It is common knowledge that the central clearing and risk mitigation requirements apply to any third country firm trading with an EU entity. However, it may come as a surprise that these requirements can also apply to trades purely between two third country entities where such trades have a ‘direct, substantial and foreseeable effect with the Union’. On 17 July, ESMA released technical standards on this topic. The result is more KYC requirements for third country firms who trade derivatives in and around Europe.
The consultation will determine which contracts have a ‘direct, substantial and foreseeable effect within the Union’ and, as such, are subject to the clearing and risk mitigation obligations from EMIR. These technical standards clarify ESMA’s position on extraterritoriality and will extend the scope of EMIR for the foreseeable future.
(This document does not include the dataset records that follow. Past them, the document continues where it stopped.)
PR #1045, opened 2024-01-16
[SYNPY-1357] Correction to strip spaces before and after values

BryanFauble:
Problem:

A Manifest TSV with the following values were behaving differently when using the `syncToSynapse` function.
1. `[by,"values, by"]`
2. `[by, "values, by"]`

Using the `syncFromSynapse` was adding some excessive quoting to the content written in the manifest TSV. For example the data above was being written as: `"[by,""values, by""]"`

Solution:

1. Updating the logic around splitting of comma values to use regex instead of the CSV library as it did not handle for this.
2. Updated the logic in `syncFromSynapse` to not use quote characters in the TSV as it is not required. The result is that the example above will be stored as `[by,"values, by"]` in the TSV.

Testing:

1. Manually tested with the affected content.
2. Updated some integration tests for the problem case.
3. Added unit tests around the functions for splitting and converting values


thomasyu888 (approved):
🔥 LGTM!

However, since firms regulated under equivalent regimes will be exempt, this scope will decrease as the EU enters into bilateral agreements.
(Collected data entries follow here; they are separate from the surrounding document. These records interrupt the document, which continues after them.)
PR #1047, opened 2024-01-19
[SYNPY-1398] Support `.[version]` syntax for input SynIDs

jaymedina:
### problem

`syncToSynapse` fails for provenance pointing to a specific version of a synID using `syn[id].[version]` notation (e.g. `syn1234.5`). This revisits the discussion on the Python client adding support for synID`.[version]` notation.

image

---
### solution

The scope of this PR is constrained to allowing .version syntax in syncTo/FromSynapse `syn.get` and `synapse get` for the CLI

- [x] `syncToSynapse` supports `.[version]` notation
- [x] `syncFromSynapse` supports `.[version]` notation
- [x] `syn.get` supports `.[version]` notation
- [x] `synapse get` command supports `.[version]` notation
- [x] Corresponding documentation is updated to show new support
- [x] New unit/integration tests for feature coverage and error handling

---
### testing & preview

support for `syn.get(...)`  : 

image

support for `synapse get` for CLI : 

```
(synapsePythonClient) (synapseclient) bash-3.2$ synapse get syn53182713
Downloaded file: foo.txt
Creating /Users/jmedina/Documents/forks/synapsePythonClient/jout/foo.txt
(synapsePythonClient) (synapseclient) bash-3.2$ mv foo.txt foo_v2.txt
(synapsePythonClient) (synapseclient) bash-3.2$ synapse get syn53182713.1
Downloaded file: foo.txt
Creating /Users/jmedina/Documents/forks/synapsePythonClient/jout/foo.txt
(synapsePythonClient) (synapseclient) bash-3.2$ cat foo.txt
VERSION 1
(synapsePythonClient) (synapseclient) bash-3.2$ cat foo_v2.txt 
VERSION 2
(synapsePythonClient) (synapseclient) bash-3.2$ 
```

support for `syncFromSynapse` : 
image

support for `syncToSynapse` : 
image

### DIFF
--- a/synapseclient/client.py
+++ b/synapseclient/client.py
@@ -957,7 +957,8 @@ class Synapse(object):
         """
 
         if utils.is_synapse_id_str(entity):
-            entity = self._getEntity(entity)
+            synid, version = utils.get_synid_and_version(entity)
+            entity = self._getEntity(synid, version)
         try:
             self.logger.info(
                 json.dumps(entity, sort_keys=True, indent=2, ensure_ascii=ensure_ascii)
@@ -1086,8 +1087,14 @@ class Synapse(object):
                     " Please use syn.store() to save your entity and try again."
                 )
             else:
-                version = kwargs.get("version", None)
-                bundle = self._getEntityBundle(entity, version)
+                input_version = kwargs.get("version", None)
+                synid_and_version = utils.get_synid_and_version(entity)
+                version = (
+                    input_version if input_version is not None else synid_and_version[1]
+                )
+                # If ``version`` is None, the arg will be ignored
+                bundle = self._getEntityBundle(synid_and_version[0], version)
+
             # Check and warn for unmet access requirements
             self._check_entity_restrictions(
                 bundle, entity, kwargs.get("downloadFile", True)
@@ -2396,9 +2403,12 @@ class Synapse(object):
 
         Returns:
             A dictionary of the Entity's benefactor
+
         """
         if utils.is_synapse_id_str(entity) or is_synapse_entity(entity):
-            return self.restGET("/entity/%s/benefactor" % id_of(entity))
+            synid, _ = utils.get_synid_and_version(entity)
+            return self.restGET("/entity/%s/benefactor" % synid)
+
         return entity
 
     def _getACL(self, entity: Union[Entity, str]) -> Dict[str, Union[str, list]]:
--- a/synapseclient/client.py
+++ b/synapseclient/client.py
@@ -1024,10 +1024,11 @@ class Synapse(object):
         Gets a Synapse entity from the repository service.
 
         Arguments:
-            entity:           A Synapse ID, a Synapse Entity object, a plain dictionary in which 'id' maps to a
-                                Synapse ID or a local file that is stored in Synapse (found by the file MD5)
+            entity:           A Synapse ID (e.g. syn123 or syn123.1, with .1 denoting version), a Synapse Entity object,
+                              a plain dictionary in which 'id' maps to a Synapse ID or a local file that is stored in
+                              Synapse (found by the file MD5)
             version:          The specific version to get.
-                                Defaults to the most recent version.
+                                Defaults to the most recent version. If not denoted in the entity input.
             downloadFile:     Whether associated files(s) should be downloaded.
                                 Defaults to True.
             downloadLocation: Directory where to download the Synapse File Entity.
--- a/synapseclient/core/utils.py
+++ b/synapseclient/core/utils.py
@@ -353,18 +353,30 @@ def get_synid_and_version(
 ) -> typing.Tuple[str, typing.Union[int, None]]:
     """Extract the Synapse ID and version number from input entity
 
+    Arguments:
+            obj: May be a string, Entity object, or dictionary.
+
     Returns:
         A tuple containing the synapse ID and version number,
         where the version number may be an integer or None if
         the input object does not contain a versonNumber or
         .version notation (if string).
+
+    Example: Get synID and version from string object
+        Extract the synID and version number of the entity string ID
+
+            from synapseclient.core import utils
+            utils.get_synid_and_version("syn123.4")
+
+        The call above will return the following tuple:
+
+            ('syn123', 4)
     """
 
     if isinstance(obj, str):
         synapse_id_and_version = is_synapse_id_str(obj)
-        assert (
-            synapse_id_and_version
-        ), "The input string was not determined to be a syn ID."
+        if not synapse_id_and_version:
+            raise ValueError("The input string was not determined to be a syn ID.")
         m = re.match(r"(syn\d+)(?:\.(\d+))?", synapse_id_and_version)
         id = m.group(1)
         version = int(m.group(2)) if m.group(2) is not None else m.group(2)
--- a/synapseclient/core/utils.py
+++ b/synapseclient/core/utils.py
@@ -24,8 +24,6 @@ import uuid
 import warnings
 import zipfile
 
-import synapseclient
-
 
 UNIX_EPOCH = datetime.datetime(1970, 1, 1, 0, 0, tzinfo=datetime.timezone.utc)
 ISO_FORMAT = "%Y-%m-%dT%H:%M:%S.000Z"
@@ -341,7 +339,7 @@ def is_same_base_url(url1: str, url2: str) -> bool:
     return url1.scheme == url2.scheme and url1.hostname == url2.hostname
 
 
-def is_synapse_id_str(obj):
+def is_synapse_id_str(obj: str) -> typing.Union[str, None]:
     """If the input is a Synapse ID return it, otherwise return None"""
     if isinstance(obj, str):
         m = re.match(r"(syn\d+(\.\d+)?$)", obj)
@@ -364,14 +362,19 @@ def get_synid_and_version(
 
     if isinstance(obj, str):
         synapse_id_and_version = is_synapse_id_str(obj)
+        assert (
+            synapse_id_and_version
+        ), "The input string was not determined to be a syn ID."
         m = re.match(r"(syn\d+)(?:\.(\d+))?", synapse_id_and_version)
         id = m.group(1)
         version = int(m.group(2)) if m.group(2) is not None else m.group(2)
-    elif isinstance(obj, synapseclient.Entity):
-        id = id_of(obj)
-        version = None
-        if "versionNumber" in obj:
-            version = obj["versionNumber"]
+
+        return id, version
+
+    id = id_of(obj)
+    version = None
+    if "versionNumber" in obj:
+        version = obj["versionNumber"]
 
     return id, version
 
--- a/synapseclient/core/utils.py
+++ b/synapseclient/core/utils.py
@@ -24,6 +24,8 @@ import uuid
 import warnings
 import zipfile
 
+import synapseclient
+
 
 UNIX_EPOCH = datetime.datetime(1970, 1, 1, 0, 0, tzinfo=datetime.timezone.utc)
 ISO_FORMAT = "%Y-%m-%dT%H:%M:%S.000Z"
@@ -342,10 +344,36 @@ def is_same_base_url(url1: str, url2: str) -> bool:
 def is_synapse_id_str(obj):
     """If the input is a Synapse ID return it, otherwise return None"""
     if isinstance(obj, str):
-        m = re.match(r"(syn\d+$)", obj)
+        m = re.match(r"(syn\d+(\.\d+)?$)", obj)
         if m:
             return m.group(1)
     return None
+
+
+def get_synid_and_version(
+    obj: typing.Union[str, collections.abc.Mapping]
+) -> typing.Tuple[str, typing.Union[int, None]]:
+    """Extract the Synapse ID and version number from input entity
+
+    Returns:
+        A tuple containing the synapse ID and version number,
+        where the version number may be an integer or None if
+        the input object does not contain a versonNumber or
+        .version notation (if string).
+    """
+
+    if isinstance(obj, str):
+        synapse_id_and_version = is_synapse_id_str(obj)
+        m = re.match(r"(syn\d+)(?:\.(\d+))?", synapse_id_and_version)
+        id = m.group(1)
+        version = int(m.group(2)) if m.group(2) is not None else m.group(2)
+    elif isinstance(obj, synapseclient.Entity):
+        id = id_of(obj)
+        version = None
+        if "versionNumber" in obj:
+            version = obj["versionNumber"]
+
+    return id, version
 
 
 def bool_or_none(input_value: str) -> typing.Union[bool, None]:
--- a/tests/integration/synapseclient/integration_test.py
+++ b/tests/integration/synapseclient/integration_test.py
@@ -115,6 +115,11 @@ def test_entity_version(syn, project, schedule_for_cleanup):
     assert returnEntity["description"] == "This is a test entity..."
     assert returnEntity["versionLabel"] == "Prada remix"
 
+    # Try retrieving the entity with synid.version notation
+    entity_string = f"{entity['id']}.{entity['versionNumber']}"
+    returnEntity_using_string = syn.get(entity_string)
+    assert returnEntity == returnEntity_using_string
+
     # Try the older Entity again
     returnEntity = syn.get(entity, version=1)
     assert returnEntity.versionNumber == 1
@@ -123,6 +128,9 @@ def test_entity_version(syn, project, schedule_for_cleanup):
 
     # Delete version 2
     syn.delete(entity, version=2)
+    # Setting versionNumber to None, so we can retrieve the latest version
+    # and confirm it is now version 1.
+    entity.versionNumber = None
     returnEntity = syn.get(entity)
     assert returnEntity.versionNumber == 1
 
--- a/tests/integration/synapseclient/integration_test.py
+++ b/tests/integration/synapseclient/integration_test.py
@@ -128,10 +128,10 @@ def test_entity_version(syn, project, schedule_for_cleanup):
 
     # Delete version 2
     syn.delete(entity, version=2)
-    # Setting versionNumber to None, so we can retrieve the latest version
-    # and confirm it is now version 1.
-    entity.versionNumber = None
-    returnEntity = syn.get(entity)
+    # Let's retrieve the entity again using its synId this time,
+    # since the old entity object had versionNumber = 2
+    entity_id = entity.id
+    returnEntity = syn.get(entity_id)
     assert returnEntity.versionNumber == 1
 
 
--- a/tests/integration/synapseutils/test_synapseutils_sync.py
+++ b/tests/integration/synapseutils/test_synapseutils_sync.py
@@ -49,7 +49,7 @@ def test_state(syn: Synapse, schedule_for_cleanup):
                 '%s	%s	"syn12"	" syn123 ;https://www.example.com"	provName2		bar\n'
                 % (self.f2, self.folder.id)
             )
-            self.row3 = '%s	%s	"syn12"		prov2	False	baz\n' % (self.f3, self.folder.id)
+            self.row3 = '%s	%s	"syn12.1"		prov2	False	baz\n' % (self.f3, self.folder.id)
             self.row4 = "%s	%s	%s		act		2\n" % (
                 self.f3,
                 self.project.id,
@@ -294,11 +294,24 @@ def test_syncFromSynapse(test_state):
         uploaded_paths.append(f)
         test_state.schedule_for_cleanup(f)
         test_state.syn.store(File(f, parent=folder_entity))
+
     # Add a file in the project level as well
     f = utils.make_bogus_data_file()
     uploaded_paths.append(f)
     test_state.schedule_for_cleanup(f)
-    test_state.syn.store(File(f, parent=project_entity))
+    entity = test_state.syn.store(File(f, parent=project_entity))
+
+    # Update the Entity and make sure the version is incremented
+    entity = test_state.syn.get(entity)
+    entity = test_state.syn.store(entity, forceVersion=True)
+    print(entity)
+    assert entity.versionNumber == 2
+
+    # Now get version 1 of the entity using .version syntax in the synid
+    synid_with_version_1 = f"{entity.id}.1"
+    entity_v1 = execute_sync_from_synapse(test_state.syn, synid_with_version_1)
+    # Confirm that the entity is version 1 and not 2
+    assert entity_v1[0].versionNumber == 1
 
     # syncFromSynapse() uses chunkedQuery() which will return results that are eventually consistent
     # but not always right after the entity is created.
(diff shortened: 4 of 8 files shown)


synapseclient/core/utils.py
```diff
@@ -342,12 +344,39 @@ def is_same_base_url(url1: str, url2: str) -> bool:
...
+    elif isinstance(obj, synapseclient.Entity):
+        id = id_of(obj)
+        version = None
+        if "versionNumber" in obj:
+            version = obj["versionNumber"]
+
+    return id, version
+
+
+def get_uri(method, entity_id, version=None):
```
BryanFauble, line 370: I don't think what you are trying to do is going to work here. Not every endpoint in the Synapse REST API can be accessed with a version.

Take the benefactor for example.

Works:
```
curl --location 'https://repo-prod.prod.sagebase.org/repo/v1/entity/syn53362132/benefactor' \
--header 'Authorization: Bearer '
```

Does not work because the endpoint does not exist:
```
curl --location 'https://repo-prod.prod.sagebase.org/repo/v1/entity/syn53362132/version/1/benefactor' \
--header 'Authorization: Bearer '
```

synapseclient/client.py
```diff
@@ -917,7 +917,8 @@ def printEntity(self, entity, ensure_ascii=True) -> None:
         """
 
         if utils.is_synapse_id_str(entity):
-            entity = self._getEntity(entity)
+            synid, _ = utils.get_synid_and_version(entity)
+            entity = self._getEntity(synid)
```
BryanFauble, line 921: You would need to pass in the version here as `_getEntity` supports version:
https://github.com/Sage-Bionetworks/synapsePythonClient/blob/SYNPY-1398-support-synid-version/synapseclient/client.py#L5487

synapseclient/core/utils.py
```diff
@@ -342,12 +344,39 @@ def is_same_base_url(url1: str, url2: str) -> bool:
...
     """If the input is a Synapse ID return it, otherwise return None"""
     if isinstance(obj, str):
-        m = re.match(r"(syn\d+$)", obj)
+        m = re.match(r"(syn\d+(\.\d+)?$)", obj)
         if m:
             return m.group(1)
     return None
 
 
+def get_synid_and_version(obj):
```
BryanFauble, line 353: nit: Typing on input and return values

synapseclient/core/utils.py
jaymedina: I see, yep I wrote this when I was planning for the larger `.version` support across the whole codebase. I'll retract this for now, but I think later maybe it's worth considering having a `get_uri` function in utils that will generate the URI for us on these calls, and have the endpoint be a kwarg the way it is now, and trigger building the URI with `version` if two conditions are met: the input entity (str or object) has a versionNumber, and the endpoint is one that accepts versionNumber, which can be pulled from a list.

This way any bugs caused by broken URIs can all be traced back to that one function.

Let me know your thoughts

BryanFauble: Sounds good. I might consider naming the function when you do implement it, something like `get_versionable_entity_uri`. `get_uri` is a bit too generic for the specific logic the function will hold.

jaymedina: Makes sense. I'll add this convo to the general `.version` notation ticket [here](https://sagebionetworks.jira.com/browse/SYNPY-699).

jaymedina:
I had a to-do item in the description for deprecating the `version` arg in `synapse.get` but I think it's best to leave that out until the full codebase supports `.version` syntax, what do you think @BryanFauble

thomasyu888:
> I had a to-do item in the description for deprecating the `version` arg in `synapse.get` but I think it's best to leave that out until the full codebase supports `.version` syntax, what do you think @BryanFauble

I think that would be a pretty big breaking change, and would require stakeholder feedback.  Let's hold off for now until I can gather some of that feedback

synapseclient/core/utils.py
```diff
@@ -342,12 +344,38 @@ def is_same_base_url(url1: str, url2: str) -> bool:
...
+        the input object does not contain a versonNumber or
+        .version notation (if string).
+    """
+
+    if isinstance(obj, str):
+        synapse_id_and_version = is_synapse_id_str(obj)
+        m = re.match(r"(syn\d+)(?:\.(\d+))?", synapse_id_and_version)
+        id = m.group(1)
+        version = int(m.group(2)) if m.group(2) is not None else m.group(2)
+    elif isinstance(obj, synapseclient.Entity):
```
thomasyu888, line 370: May need to think about table, view snapshotted versions, or add as a TODO.

synapseclient/core/utils.py
```diff
@@ -342,12 +344,38 @@ def is_same_base_url(url1: str, url2: str) -> bool:
...
     """If the input is a Synapse ID return it, otherwise return None"""
     if isinstance(obj, str):
-        m = re.match(r"(syn\d+$)", obj)
+        m = re.match(r"(syn\d+(\.\d+)?$)", obj)
         if m:
             return m.group(1)
     return None
 
 
+def get_synid_and_version(
```
thomasyu888, line 353: Nit: This would have been a good opportunity to practice test driven development: https://testdriven.io/blog/modern-tdd/ .  It's not the easiest to switch to, but it's more important to ensure that you've thought about the input / output of your function and you contribute unit tests along with your functions.

synapseclient/core/utils.py
```diff
@@ -342,12 +344,38 @@ def is_same_base_url(url1: str, url2: str) -> bool:
 def is_synapse_id_str(obj):
```
thomasyu888, line 344: I have not looked, but what functions are using this?  Would it make sense to update this function instead of adding another?

thomasyu888, line 344: Nit: I haven't looked at what other functions use this and I know you didn't add this function, but just wanted to point out that it is a bit misleading that the function doesn't return a boolean.  Do we know how other functions are using this?

When modifying other functions, can we add type hints?

jaymedina: It's used across `activity.py`, `client.py`, `sync.py` and `conftest.py` but mostly in `client.py`. In the examples I've seen, the `return m.group(1)` return is never used. It's just used for `if`/`if not` statements to continue a process. I'll look through all the references to confirm this, but I'm pretty sure I can return a boolean without breaking code.

Yep, I'll update with type hints.

jaymedina:
> One thought I had was to suggest the API itself to support the dot notation.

Under the draft technical standards, contracts will be subject to the clearing and risk mitigation obligations in two situations:
- Where either party is guaranteed by a European financial institution to the tune of >€8bn and >5% of the total derivative exposures of the guaranteeing entity;
- Where two non-EU entities enter into the derivatives contract through branches established in the EU.
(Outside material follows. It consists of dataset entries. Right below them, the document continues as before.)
PR #1048, opened 2024-01-22
[SYNPY-1412] Fixing typing issue in copy_functions

jaymedina:
### problem

Importing `Entity` from `entity.py` was not working on Jupyter Notebook. This cell was executed after launching notebook off the latest `develop` branch on SynPy:

image

### solution

The solution was to have the type hints refer to the `Entity` class which is already imported at the top of `copy_functions.py` instead of calling it again from `synapseclient.entity.py`.

### testing & preview

With this change there are no import errors for `synapseutils`:

image


BryanFauble (approved):
LGTM!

As mentioned, this makes the perimeter of the requirements relatively clear. However, it does come with certain logistical issues: How do you know whether your counterparty is guaranteed by another entity? Fortunately for the corporate world, the obligation only affects entities guaranteed by those institutions classed as being financial counterparties (FCs) under EMIR. But will this require new KYC processes for non-EU FIs? For instance, if I’m a Chinese bank looking to trade with a bank in Tunisia, do I have to perform new due diligence to determine whether my counterparty is guaranteed by a French bank and to what extent?
The way out of all this is for individual jurisdictions to be deemed equivalent by the EU. This is already in progress with the US, with both parties allowing compliance with either EMIR or Dodd-Frank in relation to mandatory clearing, risk mitigation and other areas (press release here; JWG analysis here). But other bilateral agreements have yet to surface. Therefore, in non-US jurisdictions, firms will have to be prepared from as early as 15 September 2013 for EMIR compliance.